**Exercise details:** In the records below, some lines contain "escape"; state the number of such lines and nothing else.

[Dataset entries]
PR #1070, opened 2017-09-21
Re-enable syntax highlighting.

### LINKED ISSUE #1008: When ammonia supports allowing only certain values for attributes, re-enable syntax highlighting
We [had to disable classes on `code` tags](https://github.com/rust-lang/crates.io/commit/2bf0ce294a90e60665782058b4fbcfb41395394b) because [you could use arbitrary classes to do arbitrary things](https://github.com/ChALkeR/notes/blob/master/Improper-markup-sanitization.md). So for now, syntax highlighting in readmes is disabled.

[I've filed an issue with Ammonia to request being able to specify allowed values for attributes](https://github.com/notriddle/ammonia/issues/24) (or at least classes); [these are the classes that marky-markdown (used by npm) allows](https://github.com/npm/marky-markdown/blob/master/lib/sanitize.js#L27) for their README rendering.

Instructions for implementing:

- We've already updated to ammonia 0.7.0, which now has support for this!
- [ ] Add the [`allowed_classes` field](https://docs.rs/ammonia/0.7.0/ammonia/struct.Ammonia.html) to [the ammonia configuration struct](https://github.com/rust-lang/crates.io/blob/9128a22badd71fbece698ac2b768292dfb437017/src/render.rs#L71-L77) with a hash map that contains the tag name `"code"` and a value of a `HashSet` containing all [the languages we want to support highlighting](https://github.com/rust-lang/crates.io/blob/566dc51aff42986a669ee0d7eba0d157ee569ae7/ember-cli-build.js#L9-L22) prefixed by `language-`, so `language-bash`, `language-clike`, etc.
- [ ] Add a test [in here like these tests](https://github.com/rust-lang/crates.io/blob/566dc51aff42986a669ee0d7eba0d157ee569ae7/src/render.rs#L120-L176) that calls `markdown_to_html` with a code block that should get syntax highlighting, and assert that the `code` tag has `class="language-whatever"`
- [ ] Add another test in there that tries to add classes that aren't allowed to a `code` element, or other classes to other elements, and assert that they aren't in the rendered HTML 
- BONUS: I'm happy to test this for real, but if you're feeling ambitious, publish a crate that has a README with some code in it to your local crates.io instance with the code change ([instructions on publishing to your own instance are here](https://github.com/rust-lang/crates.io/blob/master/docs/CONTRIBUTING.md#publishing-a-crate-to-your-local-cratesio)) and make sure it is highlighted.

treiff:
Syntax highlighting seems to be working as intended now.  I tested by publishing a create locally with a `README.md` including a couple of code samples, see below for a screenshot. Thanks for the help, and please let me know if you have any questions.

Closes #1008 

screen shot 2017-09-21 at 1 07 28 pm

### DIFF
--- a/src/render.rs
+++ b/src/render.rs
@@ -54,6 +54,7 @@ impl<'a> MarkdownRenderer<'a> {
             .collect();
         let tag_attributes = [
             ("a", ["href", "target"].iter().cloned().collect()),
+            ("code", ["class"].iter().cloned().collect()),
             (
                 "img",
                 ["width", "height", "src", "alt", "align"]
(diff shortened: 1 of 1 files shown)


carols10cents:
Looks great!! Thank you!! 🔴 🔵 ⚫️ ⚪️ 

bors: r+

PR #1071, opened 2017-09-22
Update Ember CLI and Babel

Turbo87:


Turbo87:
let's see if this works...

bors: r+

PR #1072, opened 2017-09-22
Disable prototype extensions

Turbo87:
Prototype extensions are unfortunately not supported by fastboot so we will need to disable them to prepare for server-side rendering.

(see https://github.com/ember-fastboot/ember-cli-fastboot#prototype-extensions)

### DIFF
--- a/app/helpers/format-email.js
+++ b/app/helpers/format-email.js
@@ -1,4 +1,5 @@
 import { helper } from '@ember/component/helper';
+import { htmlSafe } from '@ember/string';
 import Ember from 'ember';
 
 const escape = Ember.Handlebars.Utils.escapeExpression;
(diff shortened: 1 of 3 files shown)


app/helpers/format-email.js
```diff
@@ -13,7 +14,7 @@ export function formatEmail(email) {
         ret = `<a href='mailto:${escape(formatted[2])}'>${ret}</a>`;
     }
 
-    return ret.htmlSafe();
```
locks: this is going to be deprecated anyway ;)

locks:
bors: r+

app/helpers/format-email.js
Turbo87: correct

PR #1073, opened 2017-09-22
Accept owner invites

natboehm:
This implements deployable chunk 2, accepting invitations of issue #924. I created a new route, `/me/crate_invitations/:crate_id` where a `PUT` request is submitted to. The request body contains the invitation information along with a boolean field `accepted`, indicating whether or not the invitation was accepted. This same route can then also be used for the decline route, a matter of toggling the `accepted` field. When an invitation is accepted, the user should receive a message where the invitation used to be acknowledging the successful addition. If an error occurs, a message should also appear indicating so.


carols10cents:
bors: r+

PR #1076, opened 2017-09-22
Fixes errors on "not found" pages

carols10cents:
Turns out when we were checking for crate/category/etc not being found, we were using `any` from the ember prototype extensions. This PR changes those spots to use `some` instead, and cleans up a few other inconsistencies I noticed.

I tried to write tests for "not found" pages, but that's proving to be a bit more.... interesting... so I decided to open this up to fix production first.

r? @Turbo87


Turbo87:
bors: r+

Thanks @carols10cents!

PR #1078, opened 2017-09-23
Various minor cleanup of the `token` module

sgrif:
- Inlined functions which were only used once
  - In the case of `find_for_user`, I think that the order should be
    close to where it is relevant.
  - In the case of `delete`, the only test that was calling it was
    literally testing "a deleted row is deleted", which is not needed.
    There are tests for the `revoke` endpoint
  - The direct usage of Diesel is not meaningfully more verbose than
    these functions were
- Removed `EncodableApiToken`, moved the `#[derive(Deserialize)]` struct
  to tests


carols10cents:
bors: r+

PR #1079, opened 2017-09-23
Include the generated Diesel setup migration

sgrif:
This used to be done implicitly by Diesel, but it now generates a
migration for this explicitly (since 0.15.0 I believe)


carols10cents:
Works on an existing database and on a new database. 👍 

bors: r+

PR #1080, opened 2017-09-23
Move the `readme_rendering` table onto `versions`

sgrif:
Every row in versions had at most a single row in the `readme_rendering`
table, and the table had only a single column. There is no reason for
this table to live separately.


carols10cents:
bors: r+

**Result of this task:** 2